# Repashy Instructions



## radiata (Jul 24, 2010)

The Repashy SuperFly FF culture media directions (from their web site) are...

"DIRECTIONS: For a typical 32 oz. size deli container, add 1/4 cup Superfly to 2/3 cup HOT water (distilled or bottled if possible) and stir until blended. Finished mixture should be thin enough to flatten out when container is tapped on table. Let sit for a few hours to completely absorb water. Add water or media to adjust if necessary. Add Flies and keep at approx 75F. Culture should begin to produce larvae in 5-7 days and flies in 10-15 days depending on temperature."

Should there be any variation in the directions for Melanos vs. Hydei vs Buzzati?

Any comments appreciated...


----------



## radiata (Jul 24, 2010)

And, their "Directions" don't mention adding any yeast. Just an oversight?


----------



## jbherpin (Oct 16, 2009)

The different fly types will take the same media, but have different maturation rates, hatch rates, etc. Josh's Frogs Media does not require yeast either. I would take thier word on it 

JBear




radiata said:


> The Repashy SuperFly FF culture media directions (from their web site) are...
> 
> "DIRECTIONS: For a typical 32 oz. size deli container, add 1/4 cup Superfly to 2/3 cup HOT water (distilled or bottled if possible) and stir until blended.
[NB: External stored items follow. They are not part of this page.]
PR #3111, opened 2025-04-30
graphql-composition: allow federated graphs without Query root

tomhoule:
As long as either Mutation or Subscription is defined.

closes GB-8919


crates/graphql-composition/tests/composition/empty_query_type/api.graphql.snap
```diff
@@ -0,0 +1,6 @@
+---
+source: crates/graphql-composition/tests/composition_tests.rs
+expression: actual_api_sdl
+input_file: crates/graphql-composition/tests/composition/empty_query_type/test.md
+---
+
```
tomhoule, line 6: Missing the mutation

crates/graphql-composition/tests/composition/null_value/api.graphql.snap
```diff
@@ -0,0 +1,21 @@
+---
```
tomhoule, line 1: This test is better if it doesn't end up in an unrelated error.

PR #3132, opened 2025-05-05
feat(engine): Add FieldSelectionMap parser

Finistere:
Parser for [FieldSelectionMap](https://github.com/graphql/composite-schemas-spec/blob/main/spec/Appendix%20A%20--%20Field%20Selection.md).
We don't do anything with it yet though.

Fixes: GB-8914

### DIFF
--- a/crates/engine/field-selection-map/Cargo.toml
+++ b/crates/engine/field-selection-map/Cargo.toml
@@ -1,0 +1,16 @@
+[package]
+name = "engine-field-selection-map"
+version = "0.1.0"
+edition = "2021"
+description = "Field selection map implementation from the Composite Schema specification."
+publish = false
+
+[dependencies]
+grafbase-workspace-hack.workspace = true
+itertools.workspace = true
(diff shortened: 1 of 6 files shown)


Finistere:
Fixes: GB-8914

crates/engine/field-selection-map/Cargo.toml
```diff
@@ -0,0 +1,16 @@
...
+
+[dependencies]
+grafbase-workspace-hack.workspace = true
+itertools.workspace = true
+winnow.workspace = true
+
+[dev-dependencies]
+insta.workspace = true
+# Not sure how to make it work with Hakari, it'll add debug feature everywhere with this...
+# winnow = { workspace = true, features = ["debug"] }
```
tomhoule, line 16: but only for dev-dependencies, no? At least I hope

Finistere: nop, everywhere...

PR #3133, opened 2025-05-05
cli: add third-party plugins support

tomhoule:
Like cargo and git.

For example, if you have a `grafbase-postgres` binary installed, you can call it with `grafbase postgres`.

This PR includes:

- Executing third-party plugins when available
- Advertising them in the help text
- A `grafbase list-third-plugins` command to list them
- Handling of bad arguments, unknown third party plugins, etc.

The gateway (`grafbase-gateway`) is given special treatment and excluded from plugins, since it is its own thing, and it would be confusing if `grafbase gateway` worked locally, but not in an environment where the CLI is not installed.

closes GB-8998

### DIFF
--- a/cli/src/cli_input/sub_command.rs
+++ b/cli/src/cli_input/sub_command.rs
@@ -10,12 +10,14 @@ use super::{
 
 #[derive(Debug, Parser, strum::AsRefStr, strum::Display)]
 #[strum(serialize_all = "lowercase")]
-pub enum SubCommand {
+pub(crate) enum SubCommand {
     /// Graph branch management
     Branch(BranchCommand),
     /// Output completions for the chosen shell to use, write the output to the
     /// appropriate location for your shell
     Completions(CompletionsCommand),
+    /// List all plugin subcommands. To list first-party subcommands, run `grafbase help`.
+    ListPlugins,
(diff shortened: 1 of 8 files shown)


cli/src/cli_input/sub_command.rs
```diff
@@ -10,12 +10,14 @@ use super::{
...
 #[strum(serialize_all = "lowercase")]
-pub enum SubCommand {
+pub(crate) enum SubCommand {
     /// Graph branch management
     Branch(BranchCommand),
     /// Output completions for the chosen shell to use, write the output to the
     /// appropriate location for your shell
     Completions(CompletionsCommand),
+    /// List all third-party subcommands. To list first-party subcommands, run `grafbase help`.
+    ListThirdParty,
```
fbjork, line 20: is this needed? Why not show plugin commands by default when you run grafbase help?

tomhoule: It's not possible because with clap, the help text template has to be known at compile time. Cargo has the same issue.

Finistere (approved):

cli/src/cli_input/sub_command.rs
pimeys: And git.

PR #3148, opened 2025-05-11
feat(gateway): Shape/de-serialization support of derived fields

Finistere:
With skip/include, authorization support.

Need to add the `@derived` directive with automatic detection and better
handling of nullability, and should be done with it.


crates/integration-tests/tests/gateway/composite/derived/mod.rs
```diff
@@ -0,0 +1,151 @@
...
+
+                type Query {
+                    post: Post!
+                }
+
+                type Post {
+                    id: ID!
+                    author_id: ID!
+                    author_x: ID!
+                    author: User! @is(field: "{ id: author_id x: author_x}")
```
pimeys, line 73: Would this work as:

```suggestion
                    author: User! @is(field: "{ id: author_id, x: author_x}")
```

Looks a bit cleaner if you can add a comma here...

pimeys (approved):

crates/integration-tests/tests/gateway/composite/derived/mod.rs
Finistere: made an issue in their repo: https://github.com/graphql/composite-schemas-spec/issues/187 We'll see what they see

PR #188, opened 2023-04-02
fix(FunctionComment): stdclass is auto-corrected to object but it should not be

klausi:
Issue https://www.drupal.org/project/coder/issues/3313246

Continued form #176


mxr576:
Thanks, the original PR was stuck on my todo list

PR #199, opened 2023-04-30
refactor(FullyQualifiedNamespace): Replace sniff in favor of a sniff from Slevomat

klausi:
Issue: https://www.drupal.org/project/coder/issues/3214374

The goal would be to delete our FullyQualifiedNamespace sniff and switch to using the one from Slevomat.

Was not able to complete this yet because of a bug in Slevomat https://github.com/slevomat/coding-standard/issues/1564


jonathan1055:
You've probably realised this, but the failing tests for standards is because the new file `tests/Drupal/good/GoodNamespace.php` is not excluded when checking Coder's own files:
```
    <!-- Test files that should not be checked. -->
    <exclude-pattern>tests/*\.(inc|css|js|api\.php|tpl\.php)$</exclude-pattern>
    <exclude-pattern>tests/*/(good|bad)\.php$</exclude-pattern>
    <exclude-pattern>tests/*/drupal(6|7|8)/*\.php$</exclude-pattern>
```
The patterns above seem to exclude nearly all files in the tests/good/ folder but not everything. Am I right in thinking that all files in the tests/good folder should follow _Drupal_ standards, and hence they are excluded because Coder uses a different customised set for it's own files? If so, we could exclude everything from tests/good in one statement, rather than try to cater for most files over the three patterns. 

Sorry if this is wrong, I've not looked in great detail at what is _not_ excluded from the above three.

klausi:
Yep, this is not ready for review yet, was just uploading my work in progress here.

jonathan1055:
Sorry, yes of course. But I've done some learning in the meantime, I wanted to see if we could exclude everything in `/good` _except_ the GoodUnitTest.php but I could not get a neagative pattern to work, so the easiest thing would be to add GoodNamespace into the `tests/*/(good|GoodNamespace|bad)\.php$` pattern

klausi:
Created upstream bug report at https://github.com/slevomat/coding-standard/issues/1570

klausi:
That bug was resolved, yay!

Now some test fails remain where Slevomat gets confused by multiple use statements, it somehow thinks one is a constant.

Not sure if we should simply drop this test case from Coder and not care about it anymore, or if we should try to improve the Slevomat sniff.

klausi:
Reported the constant confusion upstream: https://github.com/slevomat/coding-standard/issues/1581

klausi:
Giving up on this approach, as grouped use statements are still broken in Slevomat.

I'm fixing our existing sniff instead in #252 and #253 .

jonathan1055:
Yes that's a good plan.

Finished mixture should be thin enough to flatten out when container is tapped on table. Let sit for a few hours to completely absorb water. Add water or media to adjust if necessary. Add Flies and keep at approx 75F. Culture should begin to produce larvae in 5-7 days and flies in 10-15 days depending on temperature."
> 
> ...





radiata said:


> And, their "Directions" don't mention adding any yeast. Just an oversight?


----------



## Pumilo (Sep 4, 2010)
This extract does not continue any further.